Avena, Norberto Cláudio Pâncaro. Processo penal. 9.ª ed. rev. e atual. – Rio de Janeiro: Forense;
São Paulo: MÉTODO, 2017, p. 524/525.

5- Analise as assertivas abaixo e assinale a alternativa CORRETA.


I – O conceito de funcionário público, para efeitos penais, é bastante amplo, incluindo quem,
embora transitoriamente ou sem remuneração, exerce cargo, emprego ou função pública, a este
se equiparando, também, quem exerce cargo, emprego ou função em entidade paraestatal, e
quem trabalha para empresa prestadora de serviço contratada ou conveniada para a execução
de atividade típica da Administração Pública.
II – Crimes funcionais próprios são aqueles em que a conduta apenas é ilícita quando praticada
por um funcionário público, não havendo qualquer tipificação caso perpetrada pelo particular,
Já os crimes funcionais impróprios são aqueles cuja conduta é penalmente relevante
independentemente de ser ou não o agente funcionário público, modificando-se tão somente a
tipificação do crime.
III – Tratando-se de crime funcionais afiançável, o rito previsto é praticamente idêntico ao
procedimento comum ordinário. Por outro lado, sendo hipótese de crime funcionais
inafiançável, antes do recebimento da inicial, deve o acusado ser notificado para apresentação
de defesa preliminar, seguindo-se, de resto, a disciplina do procedimento comum ordinário.
a) Todas estão corretas.
b) Apenas I e II estão corretas.
c) Apenas I e III estão corretas.
d) Apenas II e III estão corretas.
e) Todas estão incorretas

Gabarito: B
I – CORRETA - Funcionário público
Art. 327 - Considera-se funcionário público, para os efeitos penais, quem, embora
transitoriamente ou sem remuneração, exerce cargo, emprego ou função pública.
§ 1º - Equipara-se a funcionário público quem exerce cargo, emprego ou função em entidade
paraestatal, e quem trabalha para empresa prestadora de serviço contratada ou conveniada para
a execução de atividade típica da Administração Pública.
§ 2º - A pena será aumentada da terça parte quando os autores dos crimes previstos neste
Capítulo forem ocupantes de cargos em comissão ou de função de direção ou assessoramento de
órgão da administração direta, sociedade de economia mista, empresa pública ou fundação
instituída pelo poder público.
II – CORRETA – (...) crimes funcionais, podem ser classificados em próprios ou impróprios.
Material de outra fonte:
PR #5561, opened 2022-12-20
Remove triage tag from issue templates

richtja:
Since we moved to the new project board, we don't need tag for triaging issues, because we have special status for that in new project board.

Reference: https://github.com/orgs/avocado-framework/projects/1


clebergnu (approved):
LGTM, thanks!

PR #5575, opened 2023-01-10
Network utilities for all device types and to get interface name via hwaddrs

abdhaleegit:
This patch series adds
+ utilities added to identify different Network device interface 
type like virtual NIC, virther ethernet SEA, SRIOV logical interface etc and 
+  added utility to get interface names via unique hardware address 
+ With some pylint changes

### DIFF
--- a/avocado/utils/network/interfaces.py
+++ b/avocado/utils/network/interfaces.py
@@ -124,8 +124,7 @@ class NetworkInterface:
             mode, slaves = run_command(cmd, self.host).splitlines()
             return {"mode": mode.split(), "slaves": slaves.split()}
         except Exception:
-            raise NWException(
-                f"Slave interface not found for " f"the bond {self.name}")
+            raise NWException(f"Slave interface not found for " f"the bond {self.name}")
 
     def _move_file_to_backup(self, filename, ignore_missing=True):
         destination = f"{filename}.backup"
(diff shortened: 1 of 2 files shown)


avocado/utils/network/interfaces.py
```diff
@@ -612,6 +612,52 @@ def is_bond(self):
...
 
+    def is_veth(self):
+        """Check if interface is a Virtual Ethernet.
+
+        This method checks if the interface is a Virtual Ethernet or not.
+
+        rtype: bool
+        """
+        if not os.path.isfile(f"/sys/class/net/{self.name}/device/devspec"):
+            raise ValueError("Please provide valid inerface name")
```
PraveenPenguin, line 623: handle this gracefully may  raise NWException kind of way

avocado/utils/network/interfaces.py
```diff
@@ -612,6 +612,52 @@ def is_bond(self):
...
+        cmd = f"cat /sys/class/net/{self.name}/device/devspec"
+        output = run_command(cmd, self.host)
+        if "vnic" in output:
+            return True
+        return False
```
PraveenPenguin, line 643: can utility  is_vnic and is_veth combined name can be like 

```
is_virtualnet(self, mode=''):
     if mode='vnic':
        check_string= 'vnic'
     elif mode='veth':
          check_string= '"l-lan'
     else:
           raise NWException("Not supported Format")
  
   if not os.path.isfile(f"/sys/class/net/{self.name}/device/devspec"):
            raise NWException ("Please provide valid inerface name")
        cmd = f"cat /sys/class/net/{self.name}/device/devspec"
        output = run_command(cmd, self.host)
        if checkstring  in output:
            return True
        return False
  ```

PraveenPenguin (changes requested):

avocado/utils/network/interfaces.py
abdhaleegit: utility is only to know mode.. if it is already known.. than no need to check fro if it is vnic .. you got the point ?

abdhaleegit: with suggested way.. it is like you are passing vnic and returning vnic

PraveenPenguin: yes reasonable just looking to minimize the code uses may be common part can be push in another module

avocado/utils/network/interfaces.py
abdhaleegit: Done

PraveenPenguin (approved):

PR #5595, opened 2023-01-30
Increase connection establish timeout and fix its error object

pevogam:
Signed-off-by: Plamen Dimitrov <plamen.dimitrov@intra2net.com>

### DIFF
--- a/avocado/core/nrunner/task.py
+++ b/avocado/core/nrunner/task.py
@@ -47,7 +47,7 @@ class TaskStatusService:
             host, port = self.uri.split(":")
             port = int(port)
             if self.connection is None:
-                for _ in range(30):
+                for _ in range(600):
                     try:
                         self.connection = socket.create_connection((host, port))
                         break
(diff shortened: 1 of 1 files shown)


avocado/core/nrunner/task.py
```diff
@@ -47,15 +47,15 @@ def post(self, status):
             host, port = self.uri.split(":")
             port = int(port)
             if self.connection is None:
-                for _ in range(30):
+                for _ in range(600):
```
richtja, line 50: Hi @pevogam can you please give me more context to this change? I don't understand why you need to increase the timeout. Thank you.

pevogam: Hi @richtja at least empirically most containers as well as remote hosts could take much longer than 30 seconds in various situations (hardware load, being booted, etc.). As the above loop will be interrupted earlier if the connection is established earlier it won't slow down faster cases but will give more tolerance to slower cases (I have obtained multiple timeouts here due to 30 seconds being too restrictive).

richtja (approved):
Hi @pevogam, LGTM, thanks.

avocado/core/nrunner/task.py
richtja: I see, thanks for the explanation.

PR #74, opened 2024-02-21
make out-of-tree helpers public for additional testing during upgrades

slickwarren:
note; sometimes, the kubectl command is still flaky. This was pulled from this [PR](https://github.com/rancher/shepherd/pull/17) since it hasn't merged yet, which is an improvement from what's currently in but not 100% 

example of the bug from kubectl, hit intermittently
```
an error on the server ("unable to create impersonator account: error setting up impersonation for user user-kcbbw: impersonation: error ensuring secret for service account cattle-impersonation-user-kcbbw: error ensuring secret for service account [cattle-impersonation-system:cattle-impersonation-user-kcbbw]: timed out waiting for the condition") has prevented the request from succeeding
```

the other problem I'll see is this, followed by a timeout
```
child pods are preserved by default when jobs are deleted; set propagationPolicy=Background to remove them or set propagationPolicy=Orphan to suppress this warning
```

### DIFF
--- a/extensions/charts/awsoutoftree.go
+++ b/extensions/charts/awsoutoftree.go
@@ -23,7 +23,7 @@ const (
 )
 
 // InstallAWSOutOfTreeChart installs the CSI chart for aws cloud provider in a given cluster.
-func InstallAWSOutOfTreeChart(client *rancher.Client, installOptions *InstallOptions, repoName, clusterID string) error {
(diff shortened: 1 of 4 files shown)


markusewalker (approved):
LGTM.

Josh-Diamond (approved):

igomez06 (dismissed):
LGTM, let's coordinate the merge so we can have it working on rancher/rancher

Os
primeiros são aqueles em que a conduta apenas é ilícita quando praticada por um funcionário
público, não havendo qualquer tipificação caso perpetrada pelo particular, tal como ocorre com os
delitos de prevaricação e de abandono de função. Os segundos, aqueles cuja conduta é
penalmente relevante independentemente de ser ou não o agente funcionário público,
modificando-se tão somente a tipificação do crime, como é o caso do peculato, que é o crime
resultante da apropriação ou furto perpetrado por funcionário público, ações estas que, se
praticadas por particulares, terão enquadramento nos arts. 155 ou 168 do Estatuto Repressivo.
Sem embargo dessa distinção, desde que o agente seja um funcionário público ou a ele equiparado
no exercício da função pública e que o delito esteja sendo praticado contra a administração pública,
tanto os crimes funcionais próprios como os impróprios serão processados segundo o rito especial
ditado pelo Código de Processo Penal. É o caso das infrações previstas nos arts. 312 a 326 do CP e
no 3.º da Lei 8.137/1990.
III – INCORRETA - Na apuração dos crimes de responsabilidade dos funcionários públicos,
estabelece o Código de Processo Penal procedimento diferenciado conforme o caráter inafiançável
ou afiançável do delito.
Tratando-se de crime inafiançável, o rito previsto é praticamente idêntico ao procedimento
comum ordinário, dele se diferenciando apenas em razão do que prevê o art. 513 do CPP, no
sentido de que a queixa ou a denúncia será instruída com documento ou justificação que façam
presumir a existência do delito ou com declaração fundamentada da impossibilidade de
apresentação de qualquer dessas provas, sugerindo esta última parte do dispositivo a possibilidade
de oferecimento da inicial sem a prova pré-constituída da materialidade do crime.
Por outro lado, sendo hipótese de crime afiançável, estabelece o art. 514 do CPP que, antes do
recebimento da inicial, deve o acusado ser notificado para apresentação de defesa preliminar,
seguindo-se, de resto, a disciplina do procedimento comum ordinário.
Avena, Norberto Cláudio Pâncaro. Processo penal. 9.ª ed. rev. e atual. – Rio de Janeiro: Forense;
São Paulo: MÉTODO, 2017, p. 529. Destacamos.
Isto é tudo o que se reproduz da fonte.